Border towns like Nogales, Arizona are fascinating places full of people and goods passing from one side to the other, usually funneled through ports-of-entry (POE) where their flow is regulated by various government agencies. With inputs, outputs and regulation of flow, POEs offer a large-scale, physical example for describing Systems Thinking. Sankey Diagrams depict energy flows and work especially well within the context of POEs and Systems Thinking (see Figure 1).
Figure 1. Fresh Produce imports through the Nogales, AZ port-of-entry, 2017, organized by item type (i.e. grape tomatoes), general term (i.e. tomatoes), plant family (i.e. Solanaceae) and general terms used to describe rotational crops (i.e. fruits, roots, beans, leafy).

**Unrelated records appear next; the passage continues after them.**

PR #422, opened 2019-03-16
Change 'windows' to 'displays'

dpgraham:
As of Android SDK 29 (Android Q), this apk (com.google.android.permissioncontroller) opens prior to the AUT opening to prompt the user which permissions to allow. 

https://user-images.githubusercontent.com/852574/54451599-6faa6e80-4710-11e9-8917-95126af79e79.png

^ This breaks tests and makes the AUT not start.

The way around this (what this PR does) is automatically grants all permissions for SDK level 29+ on install. Automatically granting this permission makes it bypass this APK.

This would be a breaking change though, so I'd like other opinions.

The choices are
1. Always grant permissions automatically, thus deprecating `autoGrantPermissions` capability. Add a new capability, something like `revokePermissions`, which takes an array of permissions and revokes them after app is started
1. Use UiAutomator to select the "Continue" button when it encounters the `permissioncontroller` apk. Although by the looks of it, this would do the same thing, because it would allow all permissions by default.
1. Use UiAutomator to unselect all permissions on the list. This should maintain backwards compatibility, but seems kind of hacky.

(thank you to @sridharreddysuram123 for showing me the fix for this)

A watershed includes the tributaries that contribute to a river and in a similar way a foodshed includes the tributaries of a food system. The Sankey diagram above depicts fresh produce imports through Nogales, Arizona, one of the largest inland POEs for food in the world, in truckload equivalents of 40,000 lbs. The commodity types are organized by their plant families as well as more general terms used in describing rotational crops, before feeding into all fresh produce imports through the Nogales, AZ POE from 2017.

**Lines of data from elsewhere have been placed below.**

PR #423, opened 2019-03-17
Introduce apk caching

mykola-mokhnach:
Normal call of `adb install` internally uploads the apk to the remote fs, executes `pm install` on it and then deleted the apk (see https://android.googlesource.com/platform/tools/base/+/master/ddmlib/src/main/java/com/android/ddmlib/Device.java#879). With Appium, though, it is usually necessary to reinstall a package multiple times and uploading it to the device for each install is time-consuming, especially for bigger APKs. This  PR automatically puts an APK into the internal cache, which can contain up to 10 items in order to save time for upload. In case the size of the remote cache reaches the size limit the algorithm will clean out the outdated items.

### DIFF
--- a/lib/tools/apk-utils.js
+++ b/lib/tools/apk-utils.js
@@ -23,10 +23,7 @@ apkUtilsMethods.APP_INSTALL_STATE = {
   OLDER_VERSION_INSTALLED: 'olderVersionInstalled',
 };
 const REMOTE_CACHE_ROOT = '/data/local/tmp/appium_cache';
-const REMOTE_CACHE_ENTRIES_LIMIT = parseInt(process.env.APPIUM_ANDROID_REMOTE_APK_CACHE_LIMIT || 10, 10);
-const REMOTE_CACHE = new LRU({
-  max: REMOTE_CACHE_ENTRIES_LIMIT,
-});
+
 
 /**
  * Check whether the particular package is present on the device under test.
@@ -386,14 +383,22 @@ apkUtilsMethods.cacheApk = async function (apkPath, options = {}) {
     log.info(`The application at '${apkPath}' is already cached to '${remotePath}'`);
   } else {
     log.info(`Caching the application at '${apkPath}' to '${remotePath}'`);
+    const started = process.hrtime();
     await this.push(apkPath, remotePath, {timeout: options.timeout});
+    const [seconds, nanos] = process.hrtime(started);
+    log.info(`The upload of '${path.basename(apkPath)}' took ${(seconds + nanos / 1000000000.0).toFixed(2)}s`);
   }
-  REMOTE_CACHE.set(appHash, remotePath);
+  if (!this.remoteAppsCache) {
+    this.remoteAppsCache = new LRU({
+      max: this.remoteAppsCacheLimit,
+    });
+  }
+  this.remoteAppsCache.set(appHash, remotePath);
   // If the remote cache exceeds REMOTE_CACHE_ENTRIES_LIMIT, remove least recently used entries
   const entriesToCleanup = remoteCachedFiles
     .map((x) => path.posix.join(REMOTE_CACHE_ROOT, x))
-    .filter((x) => !REMOTE_CACHE.has(path.posix.parse(x).name))
-    .slice(REMOTE_CACHE_ENTRIES_LIMIT);
+    .filter((x) => !this.remoteAppsCache.has(path.posix.parse(x).name))
+    .slice(this.remoteAppsCacheLimit);
   if (!_.isEmpty(entriesToCleanup)) {
     try {
       await this.shell(['rm', '-f', ...entriesToCleanup]);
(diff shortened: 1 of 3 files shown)


lib/tools/apk-utils.js
```diff
@@ -349,6 +355,54 @@ apkUtilsMethods.installFromDevicePath = async function (apkPathOnDevice, opts =
...
+
+/**
+ * Caches the given APK at a remote location to speed up further APK deployments.
+ *
+ * @param {string} apkPath - Full path to the apk on the local FS
+ * @param {?CachingOptions} options - Caching options
+ * @returns {string} - Full path to the cached apk on the remote file system
+ */
+apkUtilsMethods.cacheApk = async function (apkPath, options = {}) {
+  const appHash = await fs.hash(apkPath);
```

lib/tools/apk-utils.js
```diff
@@ -349,6 +355,54 @@ apkUtilsMethods.installFromDevicePath = async function (apkPathOnDevice, opts =
...
+  const remotePath = path.posix.join(REMOTE_CACHE_ROOT, `${appHash}.apk`);
+  const remoteCachedFiles = [];
```
dpgraham: A comment explaining this block of code would be helpful

```js
// Get current contents of remote cache
```

lib/tools/apk-utils.js
```diff
@@ -349,6 +355,54 @@ apkUtilsMethods.installFromDevicePath = async function (apkPathOnDevice, opts =
...
+  try {
+    remoteCachedFiles.push(...(await this.ls(REMOTE_CACHE_ROOT, ['-t', '-1'])));
+  } catch (e) {
+    log.debug(`Got an error '${e.message}' while getting the list of files in the cache. ` +
+      `Assuming the cache does not exist yet`);
+    await this.shell(['mkdir', '-p', REMOTE_CACHE_ROOT]);
+  }
+  log.debug(`The count of applications in the cache: ${remoteCachedFiles.length}`);
```
dpgraham:
```js
// Pushing apk to remote cache
```

lib/tools/apk-utils.js
```diff
@@ -349,6 +355,54 @@ apkUtilsMethods.installFromDevicePath = async function (apkPathOnDevice, opts =
...
+  if (_.isEmpty(remoteCachedFiles.filter((x) => path.posix.parse(x).name === appHash))) {
+    log.info(`Caching the application at '${apkPath}' to '${remotePath}'`);
+    await this.push(apkPath, remotePath, {timeout: options.timeout});
+  } else {
+    log.info(`The application at '${apkPath}' is already cached to '${remotePath}'`);
+  }
+  REMOTE_CACHE.set(appHash, remotePath);
+  const entriesToCleanup = remoteCachedFiles
```
dpgraham:
```js
// If remote cache exceeds REMOTE_CACHE_SIZE, remove least recently used entries
```

lib/tools/apk-utils.js
```diff
@@ -21,6 +22,11 @@ apkUtilsMethods.APP_INSTALL_STATE = {
   SAME_VERSION_INSTALLED: 'sameVersionInstalled',
   OLDER_VERSION_INSTALLED: 'olderVersionInstalled',
 };
+const REMOTE_CACHE_ROOT = '/data/local/tmp/appium_cache';
+const REMOTE_CACHE_SIZE = 10;
```
dpgraham: I'd rather call it `REMOTE_CACHE_ENTRIES_LIMIT`

lib/tools/apk-utils.js
```diff
@@ -349,6 +355,54 @@ apkUtilsMethods.installFromDevicePath = async function (apkPathOnDevice, opts =
...
+ */
+
+/**
+ * Caches the given APK at a remote location to speed up further APK deployments.
+ *
+ * @param {string} apkPath - Full path to the apk on the local FS
+ * @param {?CachingOptions} options - Caching options
+ * @returns {string} - Full path to the cached apk on the remote file system
+ */
+apkUtilsMethods.cacheApk = async function (apkPath, options = {}) {
```
dpgraham: Could we have one e2e test for this. Maybe something that calls `cacheApk` method `REMOTE_CACHE_SIZE + 1` times and verifies that the cache `/data/local/tmp/appium_cache` only contains `REMOTE_CACHE_SIZE` entries. I'm pretty confident this implementation will work, but I would like something to ensure that if we make adjustments to this algorithm, that it will always clean up for itself and that it won't ever grow indefinitely.

dpgraham:
Some comments, but I like this approach a lot.

Using this approach, would it make sense to change the `fastReset` behaviour of Android Driver to always uninstall the AUT and then re-install the apk that's sitting in cache?

lib/tools/apk-utils.js
dpgraham: Also, maybe a test that validates that the exact same file never gets added to the cache more than once. But that when it gets added back, it moves up in "recently used" priority.

mykola-mokhnach: added unit test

The practice of continuous cropping, planting the same crop from year after year, leads to a host of problematic issues including depletion of soil nutrients, declining yields over time and soil compaction. Farmers that have made infrastructure investments such as drip irrigation or protected structure (greenhouse, shade house, etc.) or investments into their operation’s capabilities, for example, Food Safety or Organic certifications to enable market access, are incentivized to use their improved infrastructure or capabilities each year. Markets develop around their product but at the same time the practice of continuous cropping, that is, monoculture from one year to the next, becomes reinforced.
Crop rotations are one effective way to address the practice of continuous cropping and may be described in general terms of “fruits,” “roots,” “beans” and “leafy.” In more technical terms, different plant families (i.e. Solanaceae, Apiaceae, Fabaceae, Brasicaceae) are generally suitable as rotational crops, though, resource availability, soil type, climate, pathogen pressure, markets, post-harvest requirements, etc. also need to be carefully considered.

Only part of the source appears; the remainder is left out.